I bought a Trek 520 a couple of months ago, and the bike shop had replaced the bar end shifters with Shimano 105 dual-control levers. A big improvement, I think, except that you need a Travel Agent or similar device to make this setup compatible with the stock Avid V-brakes. On my bike this seems to cause problems when you have to remove a wheel; I had to re-adjust and re-center my brakes everytime I put the wheel back on. That problem seems to be settling down now.
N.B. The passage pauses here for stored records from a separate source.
PR #43, opened 2020-12-18
Adding fingerprint tag

eddynaka:
Fixes #35

PR #372, opened 2021-04-10
Add new validator for Nuget Credentials

jameswinkler:


Src/Plugins/Tests.Security/TestData/SecurePlaintextSecrets/Inputs/SEC101_043.NuGetCredentials.ps1
```diff
@@ -0,0 +1,36 @@
...
+    <Test_x0020_Source>
+        <add key="Username" value="user" />
+        <add key="ClearTextPassword" value="%TestSourcePassword%" />
+    </Test_x0020_Source>
+</packageSourceCredentials>
+
+<packageSources>\nstuff\n<\/packageSources>\n
+<packageSourceCredentials >\n      <buildxl>\n          <add key=\"Username\" value=\"domino\" />\n          <add key=\"Password\" value=\"$(place.variable.name)\" />
+
+<configuration><packageSources><add key=\"dummyKey\" value=\"https://location.visualstudio.com/_packaging/dummyKey/nuget/v3/index.json\" /></packageSources><packageSourceCredentials><dummyKey><add key=\"Username\" value=\"dummyUserName\" /><add key=\"ClearTextPassword\" value=\"dummyPassword\" /></dummyKey></packageSourceCredentials></configuration>
```
jameswinkler, line 36: I still need to correct the XML parsing to be able to catch this example.

Src/Plugins/Tests.Security/TestData/SecurePlaintextSecrets/Inputs/SEC101_043.NuGetCredentials.ps1
```diff
@@ -0,0 +1,36 @@
+<packageSources>
```
jameswinkler, line 1: Update the usernames and passwords so they can be more easily identified in the sarif file.

Src/Plugins/Security/SEC101.SecurePlaintextSecrets.json
```diff
@@ -354,6 +354,12 @@
           "ContentsRegex": "$SEC101/042.DynatraceToken",
           "MessageArguments": { "secretKind": "Dynatrace Key" }
         },
+        {
+          "Id": "SEC101/043",
```
jameswinkler, line 358: Should we merge this with rule 31?

Src/Plugins/Security/Utilities/StaticStringHelper.cs
```diff
@@ -0,0 +1,34 @@
+﻿// Copyright (c) Microsoft. All rights reserved.
+// Licensed under the MIT license. See LICENSE file in the project root for full license information.
+
+namespace Microsoft.CodeAnalysis.Sarif.PatternMatcher.Plugins.Security.Utilities
+{
+    public static class StaticStringHelper
```
michaelcfanning, line 6: >StaticStringHelper [](start = 24, length = 18)

Here's a rule for you: please don't create any static helper classes with a single method in it. Instead, create a single file named Utilities to hold diverse helpers until there's enough of them to warran grouping/refactoring.

michaelcfanning: Create a file named 'FilteringHelpers'. Move this code into it and delete this file. Move all DomainFilteringHelper code into and delete that file. Thanks. Once you have had the experience of watching years of file/class/etc. profileration lead to a code base that is unwieldy and hard to manage, you may begin to agree with me that this is a worthwhile concern. For now, I don't require you to be persuaded of that. :) But please do make the change, I appreciate it.

---
In reply to: [611237162](https://github.com/microsoft/sarif-pattern-matcher/pull/372#discussion_r611237162) [](ancestors = 611237162)

Src/Plugins/Security/SEC101.SecurePlaintextSecrets.json
michaelcfanning: It's a good question. They are distinct secrets in the NuGet eco-system and the help for each kind would be distinct. This is my usual test for whether a rule stands on its own, so let's keep these distinct for now.

---
In reply to: [610962329](https://github.com/microsoft/sarif-pattern-matcher/pull/372#discussion_r610962329) [](ancestors = 610962329)

Src/Plugins/Security/SEC101_043.NuGetCredentialsValidator.cs
```diff
@@ -0,0 +1,154 @@
...
+
+        protected override ValidationState IsValidStaticHelper(ref string matchedPattern,
+                                                               ref Dictionary<string, string> groups,
+                                                               ref string failureLevel,
+                                                               ref string message,
+                                                               out Fingerprint fingerprint)
+        {
+            fingerprint = default;
+
+            if (!groups.TryGetNonEmptyValue("secret", out string secret) ||
```
michaelcfanning, line 56: >groups.TryGetNonEmptyValue [](start = 17, length = 26)

Please follow the consistent order of elements followed by other checks. It's easy to remember, we waterfall from shortest args to longest, to help with readability.

Src/Plugins/Security/SEC101_043.NuGetCredentialsValidator.cs
```diff
@@ -0,0 +1,154 @@
...
+            }
+
+            if (StaticStringHelper.LikelyPowershellVariable(secret))
+            {
+                return ValidationState.NoMatch;
+            }
+
+            fingerprint = new Fingerprint
+            {
+                Host = host, // technically, this is XML which could contain multiple hosts.
```
michaelcfanning, line 70: >Host [](start = 16, length = 4)

please us the order that others checks go, against, we waterfall from shortest name to longest, so if, host, secret, and platform.

Src/Plugins/Security/SEC101_043.NuGetCredentialsValidator.cs
```diff
@@ -0,0 +1,154 @@
...
+                Platform = nameof(AssetPlatform.NuGet),
+            };
+
+            return ValidationState.Unknown;
+        }
+
+        protected override ValidationState IsValidDynamicHelper(ref Fingerprint fingerprint, ref string message, ref Dictionary<string, string> options)
+        {
+            string hostXmlAsString = fingerprint.Host;
+            string username = fingerprint.Id;
```
michaelcfanning, line 82: >string username [](start = 12, length = 15)

please extract parameters to variables named id, host, etc. order them from shortest to longest. you can review other rules to observe the consistent style we prefer.

Src/Plugins/Security/SEC101_043.NuGetCredentialsValidator.cs
```diff
@@ -0,0 +1,154 @@
...
+            string password = fingerprint.Secret;
+
+            XmlDocument hostXml = new XmlDocument();
```
michaelcfanning, line 85: >XmlDocument [](start = 12, length = 11)

this needs to be 'var'. do me a favor: consult with Eddy about getting your style settings corrected so that VS will tell you about the issue. this is one of those style nits that is very fatiguing to receive and to give in a code review context, in my opinion.

Src/Plugins/Security/SEC101_043.NuGetCredentialsValidator.cs
```diff
@@ -0,0 +1,154 @@
...
+                Host = host, // technically, this is XML which could contain multiple hosts.
+                Id = id,
+                Secret = secret,
+                Platform = nameof(AssetPlatform.NuGet),
+            };
+
+            return ValidationState.Unknown;
+        }
+
+        protected override ValidationState IsValidDynamicHelper(ref Fingerprint fingerprint, ref string message, ref Dictionary<string, string> options)
```
michaelcfanning, line 79: >Fingerprint [](start = 68, length = 11)

these arguments should be left-aligned across several lines, just as other methods above are.

Src/Plugins/Security/SEC101_043.NuGetCredentialsValidator.cs
```diff
@@ -0,0 +1,154 @@
...
+        {
+            string hostXmlAsString = fingerprint.Host;
+            string username = fingerprint.Id;
+            string password = fingerprint.Secret;
+
+            XmlDocument hostXml = new XmlDocument();
+            hostXml.LoadXml(hostXmlAsString);
+
+            // hostXml looks like "<packageSources>...</packageSources>
+            List<string> hosts = hostXml
```
michaelcfanning, line 89: >hostXml [](start = 33, length = 7)

can you make this code more readable? the individual lines ares quite long. why are you indenting further to the right, what's that intended to communicate? i'm open to your style choice but would like to hear your rationale on readability.

Src/Plugins/Security/SEC101_043.NuGetCredentialsValidator.cs
```diff
@@ -0,0 +1,154 @@
...
+                                    ?.ChildNodes[0] // <packageSources>...
+                                        ?.ChildNodes.Cast<XmlNode>().Where(x => x.Name.Equals("add", System.StringComparison.OrdinalIgnoreCase)) // <add ... >  <clear/> (the first node)
+                                            .Select(x => x.Attributes["value"]?.Value ?? x.Attributes["Value"]?.Value).ToList(); // <add key="name of host" value="http://nugetfeedUrl.com" /> (we're looking for URL)
+
+            // Uusually there will probably only be a single host.
+            // In any case, attempt to pass the credentials to each host one by one.
+            using (HttpClient httpClientNoCredentials = CreateHttpClient())
```
michaelcfanning, line 96: >using [](start = 12, length = 5)

for using, please prefer the new C# syntax that doesn't require creating a new conditional block.

Src/Plugins/Security/SEC101_043.NuGetCredentialsValidator.cs
```diff
@@ -0,0 +1,154 @@
...
+            using (HttpClient httpClientWithCredentials = CreateHttpClient())
```
michaelcfanning, line 97: >httpClientWithCredentials [](start = 30, length = 25)

can you please examine all assignments to a var of this type from CreateHttpClient, here in in out other repo, to establish the consistent name we prefer for this pattern?

our goal is for all rules to look the same, as if authored by a single person, and to be as consistent as possible in style, names, structure. the reason we do this is for readability, but also to lower costs in the future when we decide on a change and attempt to apply mechanism transformations/other parsing of the code.

again, i'm sufficiently old to play the long game here. i don't like going back and making repeated passes over code that has been created organically, with diverse styles, at the point that we realize it's all getting tricky/inconsistent to maintain or update.

Src/Plugins/Security/SEC101_043.NuGetCredentialsValidator.cs
```diff
@@ -0,0 +1,154 @@
...
+            {
+                byte[] byteArray = Encoding.ASCII.GetBytes($"{username}:{password}");
+                httpClientWithCredentials.DefaultRequestHeaders.Authorization =
+                    new AuthenticationHeaderValue("Basic", Convert.ToBase64String(byteArray));
+
+                foreach (string host in hosts)
```
michaelcfanning, line 103: >hosts [](start = 40, length = 5)

the fact that we have no mechanism for this check to process/return multiple results is an interesting extensibility problem we should keep in mind. FYI,@eddynaka. I'm not sure we'll be able to fix this in-place. Probably would need to be considered as a scenario for the v3 of this scanner, which will entirely decouple analysis into multiple phases.

Src/Plugins/Security/SEC101_043.NuGetCredentialsValidator.cs
```diff
@@ -0,0 +1,154 @@
...
+
+                    using (HttpResponseMessage responseWithNoCredentials = httpClientNoCredentials
+                    .GetAsync(host, HttpCompletionOption.ResponseHeadersRead)
+                    .GetAwaiter()
+                    .GetResult())
+                    {
+                        switch (responseWithNoCredentials.StatusCode)
+                        {
+                            case HttpStatusCode.OK:
+                                // Credentials not needed, this method of verification is indeterminate.
```
michaelcfanning, line 118: >Credentials [](start = 35, length = 11)

this structual choice to instantiate two http clients and embed the actual analysis only in the case where the client w/no credentials is forbidden is an interesting idea but I'd like a cleaner expression of it. You can start by adding braces to all of these switch cases, which is the pattern elsewhere.

Src/Plugins/Security/SEC101_043.NuGetCredentialsValidator.cs
```diff
@@ -0,0 +1,154 @@
...
+
+                                break;
+                            default:
+                                break;
+                        }
+                    }
+                }
+            }
+
+            return ValidationState.Unknown;
```
michaelcfanning, line 151: >ValidationState.Unknown [](start = 19, length = 23)

we don't do this at function exit. instead, all handling s/be in the default cases in the switch statements such that this specific line of code is unreachable. please note that you should be returning the unexpected response code received for any code paths where we are, in fact, surprised by the response code. see other rules for examples of this.

Src/Plugins/Security/SEC101_043.NuGetCredentialsValidator.cs
```diff
@@ -0,0 +1,154 @@
...
+                                // Credentials may resolve this, try again with them.
+                                using (HttpResponseMessage responseWithCredentials = httpClientWithCredentials
+                                .GetAsync(host, HttpCompletionOption.ResponseHeadersRead)
+                                .GetAwaiter()
+                                .GetResult())
+                                {
+                                    switch (responseWithCredentials.StatusCode)
+                                    {
+                                        case HttpStatusCode.OK:
+                                            // Credentials resolved the forbidden/unauthorized message we received.
```
michaelcfanning, line 131: >// Credentials resolved the forbidden/unauthorized message we received. [](start = 44, length = 71)

This isn't a particularly helpful comment. You should avoid comments that are a sort of english language description of what is obvious in the code itself. It is our goal for methods like 'ReturnAuthorizedAccess' to be sufficiently descriptive to make a comment like 'The credentials are valid, return Authorized', and similar.

My test for a code comment is whether the comment has given me new information, which is both accurate and useful.

michaelcfanning (dismissed):
:clock1:

Src/Plugins/Security/SEC101_043.NuGetCredentialsValidator.cs
jameswinkler: I'm meeting with him in a minute about it.  Just to clarify, it's not that it doesn't notify me.  It notifies me *of the exact opposite*, telling me to use an explicit type, with a red mark.  I'm not sure if it blocks building or anything because, as you can tell, I've been doing whatever auto-correct says.  We'll try to figure it out in a bit.

---
In reply to: [611238763](https://github.com/microsoft/sarif-pattern-matcher/pull/372#discussion_r611238763) [](ancestors = 611238763)

Src/Plugins/Security/SEC101.SecurePlaintextSecrets.json
jameswinkler: Rule 31 looked weird, it was one of the validators with a "refine" id in the regex and no dynamic validation, so I thought maybe it was incomplete/a stub.  Sounds like that's not the case, so taking no action!

---
In reply to: [611238190](https://github.com/microsoft/sarif-pattern-matcher/pull/372#discussion_r611238190) [](ancestors = 611238190,610962329)

Src/Plugins/Security/SEC101_043.NuGetCredentialsValidator.cs
jameswinkler: I actually wanted to talk to @eddynaka and you about this.  First, I don't understand why we assign these values to variables when we don't modify them and we have random access to the dictionary in the fingerprint.  Was there a reason behind that?

Second, regarding the naming inside the validators; in my view, the fingerprint is deliberately abstract to handle as many options as possible.  But validators know internally what those abstract variables are, and it doesn't need to be so vague.  It makes sense to perform this translation from abstract to concrete if we're going to be creating separate variables for these values.  NuGetCredentialsValidator knows that "id" really means "username" and that "host" is actually a bunch of XML with hosts inside.  This is a good opportunity for self-documenting code, is it not?  We lose a lot of information if we keep the abstract names, don't we?

---
In reply to: [611238606](https://github.com/microsoft/sarif-pattern-matcher/pull/372#discussion_r611238606) [](ancestors = 611238606)

Src/Plugins/Security/SEC101_043.NuGetCredentialsValidator.cs
jameswinkler: It's tough to make linq pretty.  I was intending to communicate depth of XML with the depth of the indentation.  So line 90 is the root node, line 91 is a collection of child nodes underneath that, and line 92 is a collection of attributes within those child nodes.  I'm deleting the new line on line 89 for now, do you have any thoughts how I can prettify this further?

---
In reply to: [611238908](https://github.com/microsoft/sarif-pattern-matcher/pull/372#discussion_r611238908) [](ancestors = 611238908)

Src/Plugins/Security/SEC101_043.NuGetCredentialsValidator.cs
jameswinkler: I guess it's hard to tell what's obvious in the code.  Eddy mentioned that he didn't care for the nested switch statements so I wanted to be pretty verbose if I was going to contnue to use them.  Plus, even if it's likely obvious, I do think there is value in re-affirming that the reader's thought process is still aligned with the author's intent.  I also use nesting depth as a measure of complexity, and we're half way across the page at this point hahaha.  Don't you think some paranoia regarding clarity is warranted?

---
In reply to: [611240191](https://github.com/microsoft/sarif-pattern-matcher/pull/372#discussion_r611240191) [](ancestors = 611240191)

Src/Plugins/Security/Utilities/StaticStringHelper.cs
jameswinkler: Done.

---
In reply to: [611237758](https://github.com/microsoft/sarif-pattern-matcher/pull/372#discussion_r611237758) [](ancestors = 611237758,611237162)

Src/Plugins/Security/SEC101_043.NuGetCredentialsValidator.cs
jameswinkler: Done.

---
In reply to: [611238349](https://github.com/microsoft/sarif-pattern-matcher/pull/372#discussion_r611238349) [](ancestors = 611238349)

Src/Plugins/Security/SEC101_043.NuGetCredentialsValidator.cs
jameswinkler: Done.

---
In reply to: [611238485](https://github.com/microsoft/sarif-pattern-matcher/pull/372#discussion_r611238485) [](ancestors = 611238485)

Src/Plugins/Security/SEC101_043.NuGetCredentialsValidator.cs
jameswinkler: Done.

---
In reply to: [611238820](https://github.com/microsoft/sarif-pattern-matcher/pull/372#discussion_r611238820) [](ancestors = 611238820)

Src/Plugins/Security/SEC101_043.NuGetCredentialsValidator.cs
jameswinkler: Done.

---
In reply to: [611239012](https://github.com/microsoft/sarif-pattern-matcher/pull/372#discussion_r611239012) [](ancestors = 611239012)

Src/Plugins/Security/SEC101_043.NuGetCredentialsValidator.cs
jameswinkler: Merged the two instances into one, renamed simply to "client" as in other validators.

---
In reply to: [611239235](https://github.com/microsoft/sarif-pattern-matcher/pull/372#discussion_r611239235) [](ancestors = 611239235)

Src/Plugins/Security/SEC101_043.NuGetCredentialsValidator.cs
jameswinkler: Refactored, so...done, kinda.

---
In reply to: [611239974](https://github.com/microsoft/sarif-pattern-matcher/pull/372#discussion_r611239974) [](ancestors = 611239974)

Src/Plugins/Security/SEC101_043.NuGetCredentialsValidator.cs
jameswinkler: Done.

---
In reply to: [611239775](https://github.com/microsoft/sarif-pattern-matcher/pull/372#discussion_r611239775) [](ancestors = 611239775)

Src/Plugins/Security/SEC103_017.PfxCryptographicKeyfileValidator.cs
```diff
@@ -11,29 +11,35 @@ namespace Microsoft.CodeAnalysis.Sarif.PatternMatcher.Plugins.Security
...
                 // These certificates are handled by the SecurePlaintextSecrets rules.
-                return ValidationState.NoMatch;
+                return ValidationResult.NoMatch;
             }
 
-            return CertificateHelper.TryLoadCertificate(matchedPattern,
-                                                        ref fingerprint,
-                                                        ref message,
-                                                        ref resultLevelKind);
+            Fingerprint fingerprint = default;
```
michaelcfanning, line 28: >Fingerprint fingerprint = default; [](http://example.com/codeflow?start=12&length=34)

the initializations are no longer required and are just taking up space, can we remove them all?

Src/Plugins/Security/SEC101_040.ShopifySharedSecretValidator.cs
```diff
@@ -17,41 +17,36 @@ static ShopifySharedSecretValidator()
...
+                                                                             ref Dictionary<string, string> groups,
+                                                                             ref string message)
         {
-            fingerprint = default;
-            resultLevelKind = default;
-
             if (!groups.TryGetNonEmptyValue("refine", out string secret))
             {
-                return ValidationState.NoMatch;
+                return ValidationResult.NoMatch;
```
michaelcfanning, line 36: >ValidationResult [](http://example.com/codeflow?start=23&length=16)

this is clever but you have a problem, i.e., even though ValidationResult.NoMatch is read-only, it's still mutable! so if anyone makes a mistake and changes NoMatch to have an entirely different fingerprint, etc., that change will flow to everyone else.

There are many ways to resolve this. The easiest is to make ValidationResult a struct with no property setters.

A second possibility is to use an interface for the return value. Then you can build a IValidationResult implementing class that is immutable after construction.

Another idea is to use a builder pattern of some kind:

return ValidationResult.CreateNoMatch();

Src/Plugins/Security/Security.SharedStrings.txt
```diff
@@ -78,6 +78,7 @@
   $SEC101/040.ShopifySharedSecret=\b(?<refine>shpss_(?i)[0-9a-f]{32})
   $SEC101/041.RabbitMqConnectionString=(?i)(?<refine>amqps?:\/\/(?<id>[^:]+):(?<secret>[^@]+)@(?<host>[\w_\-\:]+)\/(?<resource>[\w]+))([^0-9a-z]|$)
   $SEC101/042.DynatraceToken=\b(?<refine>dt0(?i)[a-z]{1}[0-9]{2}\.[0-9A-Z]{24}\.[0-9A-Z]{64})
-  
+  $SEC101/043.NuGetPackageSourceCredentialsXml=(?i)(?<host><\s*packageSources\s*>(?s).{0,500}?(?-s)<\\?\/packageSources\s*>)(?s).{0,200}?(?-s)[^\/]packageSourceCredentials\s*>(?s).{0,200}?(?-s)<\s*add[\s\w\\"]key=\s*\\?"Username\\?"[\s\w\\"]value\s*=\s*\\?"(?<id>[^"]+)\\?"(?s).{0,200}?(?-s)<\s*add[\s\w\\"]key=\s*\\?"(ClearText)?Password\\?"[\s\w\\"]value\s*=\s*\\?"(?<secret>[^"]+)\\?"
+# Todo #43 apiKeys
```
michaelcfanning, line 82: ># Todo #43 apiKeys  [](http://example.com/codeflow?start=0&length=19)

I think this comment can be removed

Src/Plugins/Security/SEC101_040.ShopifySharedSecretValidator.cs
michaelcfanning: Follow on, because fingerprint is a reference class, the struct idea might not be sufficient to easily guarantee immutability. i.e., a struct that provides a reference type by a getter still leaves you vulnerable to changes to that reference type

Src/Plugins/Security/SEC103_017.PfxCryptographicKeyfileValidator.cs
eddynaka: actually, we do need this. because we need the fingerprint and resultlevelkind to be populated in the following method.

Src/Plugins/Security/SEC101_038.PostgreSqlConnectionStringValidator.cs
```diff
@@ -35,18 +35,14 @@ static PostgreSqlConnectionStringValidator()
...
         }
 
-        public static ValidationState IsValidStatic(ref string matchedPattern,
-                                                    ref Dictionary<string, string> groups,
-                                                    ref string message,
-                                                    out ResultLevelKind resultLevelKind,
-                                                    out Fingerprint fingerprint)
+        public static IEnumerable<ValidationResult> IsValidStatic(ref string matchedPattern,
+                                                                  ref Dictionary<string, string> groups,
+                                                                  ref string message)
```
michaelcfanning, line 40: >message [](http://example.com/codeflow?start=77&length=7)

message needs to be a part of validation result. i.e., it's not a given that there will be a single message only for each validation result. 

generally our pattern for the static validator: all input args are to process against, all return values are bundled in ValidationResult.

by the way! i don't know why we bothered to make Dictionary<string, string> a 'ref' arg! That doesn't make any sense. You can still mutate the groups data in arbitrary ways by adding keys, or clearing the dictionary. There's no need to replace the dictionary entirely.

Src/Plugins/Security/SEC101_040.ShopifySharedSecretValidator.cs
eddynaka: for now, i will go with the third option.
and if needed we can do another pr. this is getting too complex to manipulate :p

Src/Plugins/Security/SEC101_043.NuGetCredentialsValidator.cs
```diff
@@ -0,0 +1,222 @@
...
+                }
+                catch
+                {
+                    // Still gotta return an empty list even if parsing failed
+                    return new List<string>();
+                }
+            }
+        }
+
+        protected override IEnumerable<ValidationResult> IsValidStaticHelper(ref string matchedPattern,
```
michaelcfanning, line 84: >IsValidStaticHelper [](http://example.com/codeflow?start=57&length=19)

This rule needs improvement! There are an arbitrary number of hosts in a config file, but you can also specify an arbitrary number of user credentials!

and so this helper should return host * secrets fingerprint candidates.

[https://docs.microsoft.com/en-us/nuget/reference/nuget-config-file](https://docs.microsoft.com/en-us/nuget/reference/nuget-config-file)

<packageSourceCredentials>
    <Contoso>
        <add key="Username" value="user@contoso.com" />
        <add key="Password" value="..." />
        <add key="ValidAuthenticationTypes" value="basic" />
    </Contoso>
    <Test_x0020_Source>
        <add key="Username" value="user" />
        <add key="ClearTextPassword" value="hal+9ooo_da!sY" />
        <add key="ValidAuthenticationTypes" value="basic, negotiate" />
    </Test_x0020_Source>
</packageSourceCredentials>

Src/Plugins/Security/SEC101_043.NuGetCredentialsValidator.cs
```diff
@@ -0,0 +1,222 @@
...
+        }
+
+        private static List<string> ExtractHostsHelper(string hostXmlAsString)
+        {
+            var hostXml = new XmlDocument();
+            hostXml.LoadXml(hostXmlAsString);
+
+            // First attempt the most common format for package sources: <packageSources><add key="..." value="{the thing we're interested in}" /></packageSources>
+            var returnList = hostXml?.ChildNodes[0] // <packageSources>...
+                            ?.ChildNodes.Cast<XmlNode>().Where(x => x.Name.Equals("add", StringComparison.OrdinalIgnoreCase)) // <add ... >  <clear/> (the first node)
```
michaelcfanning, line 206: >< [](http://example.com/codeflow?start=45&length=1)

this code is not readable.

Src/Sarif.PatternMatcher.Sdk/ValidationResult.cs
```diff
@@ -0,0 +1,26 @@
...
+namespace Microsoft.CodeAnalysis.Sarif.PatternMatcher.Sdk
+{
+    public class ValidationResult
+    {
+        public static readonly IEnumerable<ValidationResult> NoMatch = new[]
+        {
+            new ValidationResult
+            {
+                Fingerprint = default,
+                ResultLevelKind = default,
```
michaelcfanning, line 15: this is redundant, you don't ever need to explicitly set a property to its default value;

Src/Plugins/Security/SEC101_043.NuGetCredentialsValidator.cs
eddynaka: added as an issue to unblock the merge.

Src/Plugins/Security/SEC101_043.NuGetCredentialsValidator.cs
eddynaka: changed a little bit, moved the comments above the linq query.

Src/Sarif.PatternMatcher.Sdk/ValidationResult.cs
eddynaka: fixed.

eddynaka (approved):
:shipit:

Overall, though, I'm pretty happy with the stock parts. I've heard complaints about the stock seat and the tires, but both suit me fine.


----------



## banjoboy (May 20, 2003)

Why did you buy a touring bike if you wanted a racing bike? The 520 is a traditional touring bike. Bar end shifters are the only thing you would want on a long distance trip.
Also shimano is easier to get parts for if they break on the road. just my 2 cents worth.


----------



## Mule (Dec 14, 2004)

*520 - can perfection be improved*

I own several bicycles, each with a specific cause. The 2004 520 is for long range touring (100+ miles) and hauling and is by far the most versital bike I own. Rough southern Indiana back roads have never knocked the wheels out of true. The only complaint I've had after thousands of miles is that the factory saddle isn't the greatest, but what factory saddle is. I put a Selle Italia Prolink Gelflow on it and have loved it every since. 
Campy? More money goes to name than function with Campy components. 
Why replace the seatpost, it's not going to break and if weight is a concern a touring bike isn't a good choice.
I own two bikes with STI shifter, two with downtube shifters, and the 520 with bar end shifter. Most of my riding is touring and I wouldn't trade them for anything.
Otherwise, the changes you note are mostly personal preferance.
You seem to have fallen into the common trap of the 520. IT IS NOT A RACE BIKE AND IT WILL NEVER BE. It is one of the few modern production bicycles that has been designed from the ground up as a touring bike. Most touring bikes are simply sport bikes with lugs for a trunk rack. It is great for what it was designed and poor for most other applications. I fear that in time Trek will stop production of the 520 for lack of demand and too many people complaining about the model not perfoming like a Madone.
Please take no offense, but I've heard this so many times before and nobody seems to listem to reason on the topic.


----------



## MDGColorado (Nov 9, 2004)

*Try [email protected]*



Mule said:


> You seem to have fallen into the common trap of the 520. IT IS NOT A RACE BIKE AND IT WILL NEVER BE.


Why do you all think she wants a racing bike? She has "travel plans."

Becca, there are a lot of 520 owners on the bike touring list @phred.org who can help. BTW exactly what is it you are trying to do? Just changing out stuff you don't like? The most common change to done 520's on the touring list is lower gears, but you don't want that.


----------